**DIRECTIONS FOR THIS TASK**. Restate the entries word for word, omitting nothing.

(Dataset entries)
------

PR #9054, opened 2023-02-13

THUMarkLau:
See [IOTDB-5517](https://issues.apache.org/jira/browse/IOTDB-5517).
# Overview
This PR add metrics for disk i/o and process i/o status. When IoTDB runs in different os, the way to monitor the i/o status is different. **Currently only disk i/o monitor in Linux is implemented, monitor in Windows and MacOS may be implemented later.**

c7146d18f01a050208356deb58e7d8b

# Metrics
For disk i/o, now monitor traces the following metrics.
## Disk IO Busy Rate
image
### What It Means
This metric indicates how busy the disk I/O is, which represents how much time per second the disk is engaged in I/O. **But according to this [blog](https://bean-li.github.io/dive-into-iostat/), this metric can be misleading in some cases.** But here we still use this metric to give a rough indication of how busy the disk is.
### How To Get This Metric
_/proc/diskstats_ stores some running information of the disk, in which _io_ticks_ is a field that indicates how much time is used the running disk i/o. We calculate the percentage of disk I/O time based on the amount of change in this value over a given period of time, divided by the total length of that period.

## Disk IO Rate
image
### What It Means
This metric indicates the disk I/O rate, and we trace the read rate and write rate for each disk separately.
### How To Get This Metric
Field _rd_sectors_ and _wr_sectors_ in _/proc/diskstats_ mean the number of sectors that the disk reads or writes. The size of each sector in the disk is 512 bytes, we calculate the i/o rate by multiplying the amount of change in this value by 512 bytes.

## Disk IOPS
image

### What It Means
This metric indicates how many disk i/o command is executed in per second. For HDD, the maximum iops is about 100-200. For SSD, the maximum iops is about 10000-20000.

### How To GetThis Metric
Field _rd_ios_ and _wr_ios_ mean the number of read or write operation executed. We calculate the iops by the change of these value.

## Disk IO Time
image
### What It Means
This metric indicates how much time all read or write operations take. Because it includes the time that the i/o request is waitting in the queue, so the value of it may be greater than 1s.
### How To Get It
Field _rd_ticks_ and _wr_ticks_ have the same meaning of this metric.

## Disk IO Time For Each Op
image
### What It Means
This metric indicates how much time a read or write operation takes on average, aka the latency of an io operation.

### How To Get It
We get it by the total waiting time over the operation counts. 

## Disk IO Size
image
### What It Means
This metric indicates the average size of an i/o operation.
### How To Get It
We get it by the total i/o size over the operation counts.

## Process I/O System Call
image
### What It Means
This metrics indicates the rate that the process calls the read system call or write system call.
### How To Get It
_/proc/[PID]/io_ stores some information of process i/o status, in which field _syscr_ and _syscw_ mean the calling count of read/write system call.

## Process IO Rate
image
### What It Means
This metrics indicates the i/o rate of the process.
## How To Get It
The field _rchar_ and _wchar_ mean the data size that the process has caused to read or write. The field _read_bytes_ and _write_bytes_ mean the data size that the process attempt to read or write.


SpriCoder (approved):
LGTM~

metrics/interface/src/main/java/org/apache/iotdb/metrics/metricsets/disk/LinuxDiskMetricsManager.java
```diff
@@ -0,0 +1,397 @@
...
+  private static final int DISK_WRITE_TIME_COST_OFFSET = 11;
+  private static final int DISK_QUEUE_SIZE_OFFSET = 12;
+  private static final int DISK_IO_TOTAL_TIME_OFFSET = 13;
+  private static final long UPDATE_SMALLEST_INTERVAL = 10000L;
+  private Set<String> diskIdSet;
+  private long lastUpdateTime = 0L;
+  private long updateInterval = 1L;
+
+  // Disk IO status structure
+  private final Map<String, Long> lastReadOperationCountForDisk = new HashMap<>();
```
OneSizeFitsQuorum, line 80: How about use `getDiskIds().size()` to be the initial capacity of these maps as `DEFAULT_INITIAL_CAPACITY` in HashMap is 16, which is usually bigger than the number of disks

metrics/interface/src/main/java/org/apache/iotdb/metrics/metricsets/disk/LinuxDiskMetricsManager.java
```diff
@@ -0,0 +1,397 @@
...
+  }
+
+  @Override
+  public Map<String, Long> getWriteCostTimeForDisk() {
+    return lastWriteTimeCostForDisk;
+  }
+
+  @Override
+  public Map<String, Long> getIoUtilsPercentage() {
+    Map<String, Long> utilsMap = new HashMap<>();
```
OneSizeFitsQuorum, line 158: init capacity with `incrementIoBusyTimeForDisk.size()`?

PR #9055, opened 2023-02-14
[IOTDB-5526] Fix NPE while construct timeseries black list in SchemaRegion

MarcosZyk:
## Description

When constructing timeseries black list in SchemaRegion, there won't be any schema template provided, which brings npe when trying to get child node from template. Add judgement before getting child node will fix this.


Cpaulyz (approved):
LGTM

PR #9058, opened 2023-02-14
[IOTDB-5531] Update IoT Consensus Metric from ms precision to ns precision

SpriCoder:
https://issues.apache.org/jira/browse/IOTDB-5531


OneSizeFitsQuorum (approved):
LGTM

PR #9064, opened 2023-02-15
[IOTDB-5112] Fixed IoTConsensus synchronization stuck under low load or during restart

BUAAserein:
### The log synchronization logic of the receiving end of IoTConsensus is judged by nextSyncIndex, which may cause a 10-second delay when the iotdb is initially started and under low load.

------

**EXERCISE RESULT**.
PR #9054, opened 2023-02-13

THUMarkLau:
See [IOTDB-5517](https://issues.apache.org/jira/browse/IOTDB-5517).
# Overview
This PR add metrics for disk i/o and process i/o status. When IoTDB runs in different os, the way to monitor the i/o status is different. **Currently only disk i/o monitor in Linux is implemented, monitor in Windows and MacOS may be implemented later.**

c7146d18f01a050208356deb58e7d8b

# Metrics
For disk i/o, now monitor traces the following metrics.
## Disk IO Busy Rate
image
### What It Means
This metric indicates how busy the disk I/O is, which represents how much time per second the disk is engaged in I/O. **But according to this [blog](https://bean-li.github.io/dive-into-iostat/), this metric can be misleading in some cases.** But here we still use this metric to give a rough indication of how busy the disk is.
### How To Get This Metric
_/proc/diskstats_ stores some running information of the disk, in which _io_ticks_ is a field that indicates how much time is used the running disk i/o. We calculate the percentage of disk I/O time based on the amount of change in this value over a given period of time, divided by the total length of that period.

## Disk IO Rate
image
### What It Means
This metric indicates the disk I/O rate, and we trace the read rate and write rate for each disk separately.
### How To Get This Metric
Field _rd_sectors_ and _wr_sectors_ in _/proc/diskstats_ mean the number of sectors that the disk reads or writes. The size of each sector in the disk is 512 bytes, we calculate the i/o rate by multiplying the amount of change in this value by 512 bytes.

## Disk IOPS
image

### What It Means
This metric indicates how many disk i/o command is executed in per second. For HDD, the maximum iops is about 100-200. For SSD, the maximum iops is about 10000-20000.

### How To GetThis Metric
Field _rd_ios_ and _wr_ios_ mean the number of read or write operation executed. We calculate the iops by the change of these value.

## Disk IO Time
image
### What It Means
This metric indicates how much time all read or write operations take. Because it includes the time that the i/o request is waitting in the queue, so the value of it may be greater than 1s.
### How To Get It
Field _rd_ticks_ and _wr_ticks_ have the same meaning of this metric.

## Disk IO Time For Each Op
image
### What It Means
This metric indicates how much time a read or write operation takes on average, aka the latency of an io operation.

### How To Get It
We get it by the total waiting time over the operation counts. 

## Disk IO Size
image
### What It Means
This metric indicates the average size of an i/o operation.
### How To Get It
We get it by the total i/o size over the operation counts.

## Process I/O System Call
image
### What It Means
This metrics indicates the rate that the process calls the read system call or write system call.
### How To Get It
_/proc/[PID]/io_ stores some information of process i/o status, in which field _syscr_ and _syscw_ mean the calling count of read/write system call.

## Process IO Rate
image
### What It Means
This metrics indicates the i/o rate of the process.
## How To Get It
The field _rchar_ and _wchar_ mean the data size that the process has caused to read or write. The field _read_bytes_ and _write_bytes_ mean the data size that the process attempt to read or write.


SpriCoder (approved):
LGTM~

metrics/interface/src/main/java/org/apache/iotdb/metrics/metricsets/disk/LinuxDiskMetricsManager.java
```diff
@@ -0,0 +1,397 @@
...
+  private static final int DISK_WRITE_TIME_COST_OFFSET = 11;
+  private static final int DISK_QUEUE_SIZE_OFFSET = 12;
+  private static final int DISK_IO_TOTAL_TIME_OFFSET = 13;
+  private static final long UPDATE_SMALLEST_INTERVAL = 10000L;
+  private Set<String> diskIdSet;
+  private long lastUpdateTime = 0L;
+  private long updateInterval = 1L;
+
+  // Disk IO status structure
+  private final Map<String, Long> lastReadOperationCountForDisk = new HashMap<>();
```
OneSizeFitsQuorum, line 80: How about use `getDiskIds().size()` to be the initial capacity of these maps as `DEFAULT_INITIAL_CAPACITY` in HashMap is 16, which is usually bigger than the number of disks

metrics/interface/src/main/java/org/apache/iotdb/metrics/metricsets/disk/LinuxDiskMetricsManager.java
```diff
@@ -0,0 +1,397 @@
...
+  }
+
+  @Override
+  public Map<String, Long> getWriteCostTimeForDisk() {
+    return lastWriteTimeCostForDisk;
+  }
+
+  @Override
+  public Map<String, Long> getIoUtilsPercentage() {
+    Map<String, Long> utilsMap = new HashMap<>();
```
OneSizeFitsQuorum, line 158: init capacity with `incrementIoBusyTimeForDisk.size()`?

PR #9055, opened 2023-02-14
[IOTDB-5526] Fix NPE while construct timeseries black list in SchemaRegion

MarcosZyk:
## Description

When constructing timeseries black list in SchemaRegion, there won't be any schema template provided, which brings npe when trying to get child node from template. Add judgement before getting child node will fix this.


Cpaulyz (approved):
LGTM

PR #9058, opened 2023-02-14
[IOTDB-5531] Update IoT Consensus Metric from ms precision to ns precision

SpriCoder:
https://issues.apache.org/jira/browse/IOTDB-5531


OneSizeFitsQuorum (approved):
LGTM

PR #9064, opened 2023-02-15
[IOTDB-5112] Fixed IoTConsensus synchronization stuck under low load or during restart

BUAAserein:
### The log synchronization logic of the receiving end of IoTConsensus is judged by nextSyncIndex, which may cause a 10-second delay when the iotdb is initially started and under low load.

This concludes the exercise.